Both modes produce the same output: a list of network flows with source/destination IPs, ports, protocols, and byte/packet counters.
DNS Tracing
Understanding where traffic is going requires more than just IP addresses. The operator uses an eBPF program attached to cgroup ingress to intercept DNS responses as they arrive at pods. This lets us build an IP-to-domain mapping without:
- Modifying CoreDNS or any cluster DNS configuration
- Intercepting or proxying DNS queries
- Inspecting application traffic
When a pod resolves api.stripe.com to 52.54.61.135, the operator records that mapping and includes it when flushing metrics. The DevZero platform uses this to label traffic with human-readable domain names.
DNS mappings are cached with a 2-minute TTL and refreshed as new lookups occur.
Pod Metadata Enrichment
The operator runs a Kubernetes informer filtered to pods on its node. When a network flow is observed, the source and destination IPs are correlated with pod metadata (name, namespace) before the metrics are sent to the platform.
DaemonSet Architecture
The operator runs as a DaemonSet with the following configuration:
hostNetwork: true— Required to see node-level conntrack entries- Privileged container — Required for conntrack and eBPF access
- Capabilities:
NET_ADMIN,SYS_RESOURCE— For conntrack table access and eBPF memory limits - Tolerations: all taints — Ensures the operator runs on every node, including control plane nodes
Resource footprint:
- Requests: 50m CPU, 64Mi memory
- Limits: 100m CPU, 128Mi memory
IPv6 support is not yet available. The operator currently tracks IPv4 connections only. If IPv6 monitoring is important to your environment, please let us know at support@devzero.io.
Destination Resolution
When metrics arrive at the DevZero platform, each destination IP is resolved through a cascading lookup:
- Pod — Is this IP assigned to a pod in the cluster?
- Service — Is this a Kubernetes ClusterIP service?

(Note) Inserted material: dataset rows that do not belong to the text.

PR #5374, opened 2025-11-17
perf(l1): change encode_to_vec().len() -> length(), avoiding encoding to calc rlp length

edg-l:
**Motivation**

Followup on  #5350 since its already a big pr.

Changed:
- Replaced encode_to_vec().len() calls with length()
- Added more tests


Oppen (approved):

crates/networking/rpc/types/block.rs
```diff
@@ -72,9 +72,7 @@ impl RpcBlock {
         hash: H256,
         full_transactions: bool,
     ) -> Result<RpcBlock, RpcErr> {
-        let size = Block::new(header.clone(), body.clone())
-            .encode_to_vec()
-            .len();
+        let size = Block::new(header.clone(), body.clone()).length();
```
Oppen, line 75: I wonder if this can be done without cloning `header` and `body`. Not for this PR.

Maybe something like:
```rust
let tmp_block = Block::new(header, body);
let size = tmp_block.length();
let (header, body) = (tmp_block.header, tmp_block.body);
```
Ugly but I think *should*  work.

- Node — Is this a node IP?
- Endpoint — Is this an endpoint backing a service?
- External — If none of the above, classify by IP type (public vs. private)

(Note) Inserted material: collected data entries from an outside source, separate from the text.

PR #5375, opened 2025-11-17
perf(levm): refactor `TrieLayerCache` structure

azteca1998:
**Motivation**

**Description**


crates/storage/trie_db/layering.rs
```diff
@@ -1,181 +1,88 @@
...
+                    if entry.previous.is_empty() {
+                        mem::take(&mut entry.value)
+                    } else {
+                        entry.previous.remove(0)
+                    },
+                ));
+
+                true
+            } else {
+                false
```
ElFantasma: I think these `true` and `false` should be the other way around: we want to retain the items that are not in last layer

PR #5384, opened 2025-11-18
[DNM] perf: add pprof instrumentation

Oppen:
Separate stages: initialization (includes `regenerate_head`) and
cruising.

**Motivation**

**Description**

Closes #issue_number


Oppen:
This was for temporary use during profiling.

PR #5388, opened 2025-11-19
perf(l1): validate blobs only once

Oppen:
**Motivation**

KZG signature verification takes a lot of time in flamegraphs.

**Description**

There are two changes here:
1. A fix to behavior, we should reject peers that send us unsolicited
   responses;
2. An optimization, we no longer revalidate a blob transaction that
   passed the verifications in `PooledTransactions::validate_requested`.

The first one might be a bit controversial. I want feedback on it and
will probably resend as a separate PR after. In my view, the current
behavior is an attack vector for DoS.


Arkenan:
I think we already have this. If not, we'll revive it.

Public IPs (Internet Egress)
If the destination IP is public (globally routable), the traffic is classified as internet egress. If the operator also captured a DNS lookup for that IP, the domain name is attached (e.g., api.stripe.com, s3.amazonaws.com).

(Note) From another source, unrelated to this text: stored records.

PR #275, opened 2021-11-26
runtime-manager: Use a separate directory for the Dockerfile.

egrimley-arm:
The main motivation for this is that the rust-psa-crypto crate
makes symbolic links under target/.../build/, and these cause
nitro-cli to get confused and stop with error E49.

The single file needed by the Dockerfile is hard-linked into
dockerdir/. We trust that nitro-cli is not confused by hard links.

Peering & Private Connectivity
Private IPs that don't match any cluster resource are checked against known cloud provider domain patterns:
| Pattern | Classification | Examples |
|---|---|---|
| VPC Endpoints / PrivateLink | private_link | vpce-*.vpce-svc-*.*.vpce.amazonaws.com, *.privatelink.*.azure.com |
| Kubernetes Control Plane | k8s_control_plane | *.eks.amazonaws.com, *.azmk8s.io, *.gke.googleapis.com |
| Cloud Service APIs | cloud_api | *.amazonaws.com, *.googleapis.com, *.vault.azure.net |
| Internal Load Balancers | load_balancer | internal-*.elb.amazonaws.com |
| Instance Metadata (IMDS) | cloud_api | 169.254.169.254 |
This classification is used for both labeling traffic in the dashboard and applying the correct cost rates. See Network Cost Model for details on how costs are calculated.